A Unified Density Operator View of Flow Control and Merging
Riccardo De Santi, Malte Franke, Ya-Ping Hsieh, Andreas Krause
TL;DR
Addresses the challenge of combining and adapting pre-trained flow models for downstream tasks by introducing a unifying probability-space framework of implicit density operators that express intersection, union, and interpolation. It defines a reward-guided objective $\mathcal{G}(p_1^{\pi})=\mathbb{E}_{x\sim p_1^{\pi}}[f(x)]-\sum_{i=1}^n \alpha_i D_i(p_1^{\pi}\|p_1^{pre,i})$ and shows how classic flow merging and reward-tuning are limit cases. The core method, Reward-Guided Flow Merging (RFM), uses a mirror-descent scheme to reduce complex density-operator optimizations to sequential fine-tuning steps, with convergence guarantees for both reward-guided and pure merging.
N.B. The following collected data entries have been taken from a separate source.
PR #217, opened 2018-08-07
Update Spine documentation to reflect the current state of things

mjtorn:
Because the duration patch has been merged to the Spine module's master and `spine-to-godot-scene.py` has been in its own repository for, like, six weeks.

### DIFF
--- a/docs/spine.md
+++ b/docs/spine.md
@@ -6,14 +6,12 @@ that can be added to the `modules/` directory in your Godot source tree and buil
 with eg. `schedtool -D -e ccache scons platform=x11 tools=yes target=release_debug`
 or whatever you like.
 
-The script as referred to here is `spine-to-godot-scene.py`, which must be run from your `device/`
-directory. Do note it requires `python3-docopt`, so please install it using `pip3` or whatever
-you prefer.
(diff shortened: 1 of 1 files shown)


docs/spine.md
```diff
@@ -6,15 +6,12 @@ that can be added to the `modules/` directory in your Godot source tree and buil
 with eg. `schedtool -D -e ccache scons platform=x11 tools=yes target=release_debug`
 or whatever you like.
 
-The script as referred to here is `spine-to-godot-scene.py`, which must be run from your `device/`
```
fleskesvor: What about something like?

"For compatibility with Godot, run `spine-to-godot-scene.py`, (henceforth referred to as "the script"), found in the [Spine to Godot](https://github.com/mjtorn/spine-to-godot/] project, from your project root (typically the `device/` directory)."

It would both emphasize that "the script" has yet to be introduced (it confused me a little), and highlight your project.

mjtorn:
Something like "henceforth referred to as" made me think of lawyers, but I force-pushed a close approximation of your proposal.

fleskesvor:
Yeah, I agree that it's too formal, but I couldn't think of anything better. I think your changes are good though. :slightly_smiling_face:

PR #219, opened 2018-08-09
Refactor/streamline player's set_state for costumes

mjtorn:
I succumbed to the death of #197 by duplicating and re-creating a ton of animations in favor of the existing API.

The amount of animations and tracks is closing in on bullshit, even though I was able to reuse some things by copying nodes and editing them.

Be that as it may, this should be merged instead of #197 because it retains the existing way, but also makes the code a bit clearer and suppresses a useless error from `get_node(costume)` when the costume doesn't exist.

### DIFF
--- a/device/globals/player.gd
+++ b/device/globals/player.gd
@@ -100,7 +100,12 @@ func anim_get_ph_paths(p_anim):
 	return ret
 
 func play_anim(p_anim, p_notify = null, p_reverse = false, p_flip = null):
-	if p_notify != null && (!has_node("animation") || !get_node("animation").has_animation(p_anim)):
+	if not animation:
+		vm.report_errors("player", ["Animation not found for play_anim"])
+	if not animation.has_animation(p_anim):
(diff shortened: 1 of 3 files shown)


device/globals/player.gd
```diff
@@ -100,7 +100,12 @@ func anim_get_ph_paths(p_anim):
 	return ret
 
 func play_anim(p_anim, p_notify = null, p_reverse = false, p_flip = null):
-	if p_notify != null && (!has_node("animation") || !get_node("animation").has_animation(p_anim)):
+	if not animation:
+		vm.report_errors("player", ["Animation not found for play_anim"])
+	if not animation.has_animation(p_anim):
+		vm.report_errors("player", [animation.name + " does not contain " + p_anim])
+
+	if p_notify != null && (!animation || !animation.has_animation(p_anim)):
```
mjtorn: Before someone points out the redundancy here, I opted to keep the `!animation` checks in place, because not everyone necessarily has configured their projects to crash on `vm.report_errors`.

PR #220, opened 2018-08-14
Discourage background having child nodes

mjtorn:
This should replace #213 as it doesn't try too hard to fix problems that are not relevant right now, but does add a note for the documentation.

I couldn't find a good place to add a documentation note about overlapping Area2Ds not working, too tired also to think, but I think a new GH issue is fine to document that until someone comes along to solve it.

Good to go?


fleskesvor:
Thanks, @mjtorn. :slightly_smiling_face: Yes, this is perfect, and also thanks for opening #221, which should be a high priority for us.

PR #223, opened 2018-08-15
Some angle fixes

mjtorn:
Took a while to receive and integrate diagonal NPCs, but good things come to those who wait. Or maybe it's bugs. Or bug fixes. Anyway....

I noticed some time ago there's some strange skew with the player character's diagonal movements and wanted to see if it's true also for NPCs. It was. The demo scene doesn't really have what it takes to reproduce these problems, but I hope that doesn't prevent a merge.

This fixes what I could discern so far and replaces some less good checks with error-reporting.

### DIFF
--- a/device/globals/interactive.gd
+++ b/device/globals/interactive.gd
@@ -27,9 +27,9 @@ func set_light_on_map(p_light):
 		modulate(Color(1, 1, 1, 1))
 
 func _get_dir(angle):
-	if animations == null:
-		return -1
-	var deg = rad2deg(angle) + 180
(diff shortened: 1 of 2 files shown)


StraToN:
I definitely trust your feedback on this. I already had fixed this, or at least I thought I had succeeded. Maybe I didn't. Anyway, I think this one can be safely merged. Thanks a lot :)

mjtorn:
@StraToN merci! I was sure it was fixed as well, but the demo stuff would really benefit from clearer examples, as this was obviously less than obvious. If you play A Lunar Adventure, you can see things working at least ;)

PR #224, opened 2018-08-31
Implement dialog layer

mjtorn:
This fixes at least three known issues:

  1) Dialog not being clamped to viewport
  1) Dialog not showing when telon is faded out
  1) Dialog size being affected by zoom, obviously

I updated the demo as well, but it still looks ugly. I believe someone should take a look at it separately, like put some time into making all the positionings and alignments and such ok.

At least the demo shows that dialog size is not affected by zoom anymore, and that's the important part.

No documentation updates are required because the `dialog_layer` is in the `game*tscn` files. You break them, your fault.

### DIFF
--- a/device/demo/rooms/room2/room.esc
+++ b/device/demo/rooms/room2/room.esc
@@ -1,0 +1,4 @@
+:ready
+
+say player room2:"ROOM2 IS AMAZING!"
+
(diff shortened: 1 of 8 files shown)


mjtorn:
We have discussed this architecture many times and although the demo looks horrible, these changes make our Iron Sky games visibly better. Therefore I'm going to be a d*ck (quack!) and merge this immediately. Potential bug fixes should not stall the PR process on something that was decided months ago.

The authors demonstrate the approach on illustrative settings and real-world tasks including high-dimensional molecular design, conformer generation, and image-model merging, achieving controlled trade-offs between safety, diversity, and discovery.
Abstract
Recent progress in large-scale flow and diffusion models raised two fundamental algorithmic challenges: (i) control-based reward adaptation of pre-trained flows, and (ii) integration of multiple models, i.e., flow merging. While current approaches address them separately, we introduce a unifying probability-space framework that subsumes both as limit cases, and enables reward-guided flow merging, allowing principled, task-aware combination of multiple pre-trained flows (e.g., merging priors while maximizing drug-discovery utilities). Our formulation renders possible to express a rich family of operators over generative models densities, including intersection (e.g., to enforce safety), union (e.g., to compose diverse models), interpolation (e.g., for discovery), their reward-guided counterparts, as well as complex logical expressions via generative circuits. Next, we introduce Reward-Guided Flow Merging (RFM), a mirror-descent scheme that reduces reward-guided flow merging to a sequence of standard fine-tuning problems. Then, we provide first-of-their-kind theoretical guarantees for reward-guided and pure flow merging via RFM. Ultimately, we showcase the capabilities of the proposed method on illustrative settings providing visually interpretable insights, and apply our method to high-dimensional de-novo molecular design and low-energy conformer generation.